EXERCISE INPUTS =
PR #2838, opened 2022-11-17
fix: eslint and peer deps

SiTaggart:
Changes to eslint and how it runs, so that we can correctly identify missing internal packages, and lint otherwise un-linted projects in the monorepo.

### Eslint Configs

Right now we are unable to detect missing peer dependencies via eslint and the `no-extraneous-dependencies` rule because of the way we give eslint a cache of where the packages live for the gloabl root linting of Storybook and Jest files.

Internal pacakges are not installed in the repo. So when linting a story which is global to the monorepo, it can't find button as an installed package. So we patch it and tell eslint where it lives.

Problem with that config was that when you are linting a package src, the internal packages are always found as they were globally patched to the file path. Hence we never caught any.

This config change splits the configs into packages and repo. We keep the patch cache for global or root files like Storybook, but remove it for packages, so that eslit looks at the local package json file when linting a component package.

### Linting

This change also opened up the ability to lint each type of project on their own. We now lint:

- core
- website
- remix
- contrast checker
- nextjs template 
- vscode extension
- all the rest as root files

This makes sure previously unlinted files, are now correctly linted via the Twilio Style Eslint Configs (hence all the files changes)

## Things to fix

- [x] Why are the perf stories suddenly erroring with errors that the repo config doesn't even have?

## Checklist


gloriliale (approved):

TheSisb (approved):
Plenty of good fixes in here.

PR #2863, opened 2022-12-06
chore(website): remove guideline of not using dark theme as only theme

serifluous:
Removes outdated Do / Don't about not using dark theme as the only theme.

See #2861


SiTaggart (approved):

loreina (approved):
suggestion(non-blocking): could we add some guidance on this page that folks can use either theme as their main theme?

---

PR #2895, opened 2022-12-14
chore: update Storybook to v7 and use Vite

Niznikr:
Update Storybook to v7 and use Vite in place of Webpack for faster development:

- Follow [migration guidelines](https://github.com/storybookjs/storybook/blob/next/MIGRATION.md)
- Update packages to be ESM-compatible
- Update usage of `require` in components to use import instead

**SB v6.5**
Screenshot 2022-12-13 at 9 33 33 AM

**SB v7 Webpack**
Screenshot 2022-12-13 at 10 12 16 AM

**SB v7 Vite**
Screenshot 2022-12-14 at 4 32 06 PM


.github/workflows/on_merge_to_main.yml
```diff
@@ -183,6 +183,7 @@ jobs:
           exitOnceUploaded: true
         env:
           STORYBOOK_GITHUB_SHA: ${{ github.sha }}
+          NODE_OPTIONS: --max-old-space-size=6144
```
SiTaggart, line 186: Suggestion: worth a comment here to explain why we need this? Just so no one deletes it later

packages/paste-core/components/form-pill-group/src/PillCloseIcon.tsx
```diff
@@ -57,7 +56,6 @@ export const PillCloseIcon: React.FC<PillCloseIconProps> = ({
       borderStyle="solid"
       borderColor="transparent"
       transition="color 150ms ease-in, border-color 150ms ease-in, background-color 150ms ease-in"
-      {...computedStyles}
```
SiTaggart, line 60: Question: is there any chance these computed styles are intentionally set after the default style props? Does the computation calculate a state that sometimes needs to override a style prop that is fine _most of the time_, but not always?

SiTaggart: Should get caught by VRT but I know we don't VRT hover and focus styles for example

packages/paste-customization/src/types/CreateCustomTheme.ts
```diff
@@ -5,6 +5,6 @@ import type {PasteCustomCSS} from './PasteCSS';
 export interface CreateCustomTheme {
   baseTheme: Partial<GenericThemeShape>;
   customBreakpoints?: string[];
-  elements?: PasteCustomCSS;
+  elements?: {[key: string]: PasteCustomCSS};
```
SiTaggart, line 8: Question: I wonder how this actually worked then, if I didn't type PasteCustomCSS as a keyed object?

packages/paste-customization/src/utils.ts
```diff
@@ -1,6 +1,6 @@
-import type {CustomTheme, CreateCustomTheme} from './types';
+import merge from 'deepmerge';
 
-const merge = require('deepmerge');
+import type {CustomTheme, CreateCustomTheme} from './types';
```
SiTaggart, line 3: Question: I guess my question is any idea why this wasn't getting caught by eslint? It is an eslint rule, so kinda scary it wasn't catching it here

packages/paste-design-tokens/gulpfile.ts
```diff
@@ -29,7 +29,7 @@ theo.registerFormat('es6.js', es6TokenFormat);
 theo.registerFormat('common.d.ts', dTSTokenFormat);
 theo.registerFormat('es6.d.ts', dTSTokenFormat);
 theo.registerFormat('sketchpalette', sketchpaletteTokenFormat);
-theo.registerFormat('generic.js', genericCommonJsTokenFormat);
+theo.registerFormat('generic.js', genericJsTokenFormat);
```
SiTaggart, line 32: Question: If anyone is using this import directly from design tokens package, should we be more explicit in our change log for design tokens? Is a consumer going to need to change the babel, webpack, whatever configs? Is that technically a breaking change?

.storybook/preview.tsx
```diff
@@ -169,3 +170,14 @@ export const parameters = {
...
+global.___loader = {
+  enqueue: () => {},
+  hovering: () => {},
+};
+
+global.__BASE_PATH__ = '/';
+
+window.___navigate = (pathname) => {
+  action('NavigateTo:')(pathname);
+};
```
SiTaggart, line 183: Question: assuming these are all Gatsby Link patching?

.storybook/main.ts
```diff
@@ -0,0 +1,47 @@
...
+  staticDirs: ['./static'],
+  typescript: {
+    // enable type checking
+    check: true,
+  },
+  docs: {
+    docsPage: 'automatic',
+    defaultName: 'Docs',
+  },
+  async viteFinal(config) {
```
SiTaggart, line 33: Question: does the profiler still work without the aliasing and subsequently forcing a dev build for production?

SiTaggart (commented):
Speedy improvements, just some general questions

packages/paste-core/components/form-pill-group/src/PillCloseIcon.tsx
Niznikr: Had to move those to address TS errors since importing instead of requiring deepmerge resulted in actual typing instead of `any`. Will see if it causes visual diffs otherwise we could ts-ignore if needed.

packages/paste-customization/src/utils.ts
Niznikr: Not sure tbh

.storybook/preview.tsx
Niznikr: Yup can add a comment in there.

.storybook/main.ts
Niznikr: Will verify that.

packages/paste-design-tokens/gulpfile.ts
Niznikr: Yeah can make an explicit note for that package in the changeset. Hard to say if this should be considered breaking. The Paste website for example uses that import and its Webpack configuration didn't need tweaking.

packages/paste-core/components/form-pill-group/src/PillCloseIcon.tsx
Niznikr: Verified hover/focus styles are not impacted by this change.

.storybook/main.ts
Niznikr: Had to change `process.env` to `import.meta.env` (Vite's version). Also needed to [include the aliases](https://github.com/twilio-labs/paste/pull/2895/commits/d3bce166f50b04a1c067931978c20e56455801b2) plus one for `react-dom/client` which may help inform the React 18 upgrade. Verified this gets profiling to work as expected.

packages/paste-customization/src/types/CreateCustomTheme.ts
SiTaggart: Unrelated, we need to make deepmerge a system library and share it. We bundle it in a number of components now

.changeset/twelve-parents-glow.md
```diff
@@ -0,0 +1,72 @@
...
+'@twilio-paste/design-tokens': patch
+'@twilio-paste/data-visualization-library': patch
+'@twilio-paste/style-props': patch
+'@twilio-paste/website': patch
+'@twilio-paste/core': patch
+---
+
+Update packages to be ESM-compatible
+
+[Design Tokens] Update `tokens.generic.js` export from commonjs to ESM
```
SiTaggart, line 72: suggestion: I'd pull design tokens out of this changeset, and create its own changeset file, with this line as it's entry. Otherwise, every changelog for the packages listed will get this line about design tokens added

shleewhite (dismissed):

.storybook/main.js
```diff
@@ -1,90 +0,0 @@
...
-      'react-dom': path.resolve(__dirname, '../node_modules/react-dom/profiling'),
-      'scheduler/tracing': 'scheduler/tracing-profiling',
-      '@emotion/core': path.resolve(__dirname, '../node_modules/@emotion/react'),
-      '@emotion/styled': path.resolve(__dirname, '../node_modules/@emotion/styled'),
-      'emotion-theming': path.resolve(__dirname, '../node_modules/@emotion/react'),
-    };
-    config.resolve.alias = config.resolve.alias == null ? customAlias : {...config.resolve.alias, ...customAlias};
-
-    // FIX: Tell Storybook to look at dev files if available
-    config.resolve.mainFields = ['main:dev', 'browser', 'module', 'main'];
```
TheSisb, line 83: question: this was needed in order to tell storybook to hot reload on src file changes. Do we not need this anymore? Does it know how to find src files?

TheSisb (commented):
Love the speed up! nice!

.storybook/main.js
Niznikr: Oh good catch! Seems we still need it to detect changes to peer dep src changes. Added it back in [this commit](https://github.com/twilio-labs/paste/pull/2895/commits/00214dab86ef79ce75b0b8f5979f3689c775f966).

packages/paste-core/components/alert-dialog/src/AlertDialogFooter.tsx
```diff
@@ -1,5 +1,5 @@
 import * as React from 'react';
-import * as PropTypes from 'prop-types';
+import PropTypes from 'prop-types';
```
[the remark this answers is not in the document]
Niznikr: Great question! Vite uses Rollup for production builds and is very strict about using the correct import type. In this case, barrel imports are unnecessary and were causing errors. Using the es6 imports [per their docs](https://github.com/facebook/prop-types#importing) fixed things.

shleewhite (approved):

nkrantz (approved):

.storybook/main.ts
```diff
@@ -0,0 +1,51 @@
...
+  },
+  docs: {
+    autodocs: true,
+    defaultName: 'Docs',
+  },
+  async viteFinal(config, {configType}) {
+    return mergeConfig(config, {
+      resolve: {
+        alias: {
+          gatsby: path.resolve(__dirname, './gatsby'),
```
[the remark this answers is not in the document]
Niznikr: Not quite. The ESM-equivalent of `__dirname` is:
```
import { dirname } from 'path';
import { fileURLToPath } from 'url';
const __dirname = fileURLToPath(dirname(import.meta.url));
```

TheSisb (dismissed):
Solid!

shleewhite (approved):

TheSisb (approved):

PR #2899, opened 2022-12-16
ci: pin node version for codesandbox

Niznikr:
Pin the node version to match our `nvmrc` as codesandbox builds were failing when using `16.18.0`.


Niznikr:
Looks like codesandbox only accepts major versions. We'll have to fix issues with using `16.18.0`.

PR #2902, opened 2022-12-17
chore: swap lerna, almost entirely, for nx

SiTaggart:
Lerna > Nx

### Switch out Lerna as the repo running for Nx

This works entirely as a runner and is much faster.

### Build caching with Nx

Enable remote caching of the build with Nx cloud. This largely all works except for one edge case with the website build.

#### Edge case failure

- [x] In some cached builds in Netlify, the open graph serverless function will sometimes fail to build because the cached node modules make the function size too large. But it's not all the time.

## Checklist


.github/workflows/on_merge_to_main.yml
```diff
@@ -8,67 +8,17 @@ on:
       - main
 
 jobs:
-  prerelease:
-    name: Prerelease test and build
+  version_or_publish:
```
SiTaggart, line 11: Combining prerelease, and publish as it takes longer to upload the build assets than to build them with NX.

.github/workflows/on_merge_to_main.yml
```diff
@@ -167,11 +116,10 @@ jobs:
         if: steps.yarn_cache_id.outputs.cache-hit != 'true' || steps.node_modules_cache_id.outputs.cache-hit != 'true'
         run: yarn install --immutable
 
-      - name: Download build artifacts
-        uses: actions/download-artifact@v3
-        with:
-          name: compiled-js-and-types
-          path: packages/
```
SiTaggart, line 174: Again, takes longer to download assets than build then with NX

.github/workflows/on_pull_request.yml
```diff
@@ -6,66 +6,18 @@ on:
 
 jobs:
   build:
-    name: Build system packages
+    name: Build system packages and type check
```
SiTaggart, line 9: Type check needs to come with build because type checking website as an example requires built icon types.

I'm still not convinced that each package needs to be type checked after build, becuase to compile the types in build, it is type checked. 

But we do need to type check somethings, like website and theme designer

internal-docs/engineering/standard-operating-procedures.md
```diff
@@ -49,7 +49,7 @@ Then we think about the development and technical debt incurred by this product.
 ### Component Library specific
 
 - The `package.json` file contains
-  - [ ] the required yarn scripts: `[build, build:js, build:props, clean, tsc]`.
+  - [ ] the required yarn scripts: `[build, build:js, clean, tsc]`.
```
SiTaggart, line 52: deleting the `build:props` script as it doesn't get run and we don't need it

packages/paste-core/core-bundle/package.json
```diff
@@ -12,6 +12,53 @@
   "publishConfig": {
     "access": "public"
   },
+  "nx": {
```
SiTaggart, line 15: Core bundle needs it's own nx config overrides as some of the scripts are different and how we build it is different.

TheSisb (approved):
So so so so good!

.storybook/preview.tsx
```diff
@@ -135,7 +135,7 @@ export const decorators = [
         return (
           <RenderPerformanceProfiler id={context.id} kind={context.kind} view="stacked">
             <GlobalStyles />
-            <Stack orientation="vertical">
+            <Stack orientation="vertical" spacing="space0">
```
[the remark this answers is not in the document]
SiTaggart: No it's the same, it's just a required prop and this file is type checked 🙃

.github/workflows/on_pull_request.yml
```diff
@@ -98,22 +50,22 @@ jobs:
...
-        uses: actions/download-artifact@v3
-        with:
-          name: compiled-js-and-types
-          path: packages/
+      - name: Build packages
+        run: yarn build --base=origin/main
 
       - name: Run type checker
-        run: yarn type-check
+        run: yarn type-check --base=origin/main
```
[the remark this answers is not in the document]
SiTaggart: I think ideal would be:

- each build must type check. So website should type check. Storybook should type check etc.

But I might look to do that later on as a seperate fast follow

PROBLEM REQUIREMENTS = Using the records above, gather all lines where the string "scripts" is present.

ANSWER =
-  - [ ] the required yarn scripts: `[build, build:js, build:props, clean, tsc]`.
+  - [ ] the required yarn scripts: `[build, build:js, clean, tsc]`.
SiTaggart, line 15: Core bundle needs it's own nx config overrides as some of the scripts are different and how we build it is different.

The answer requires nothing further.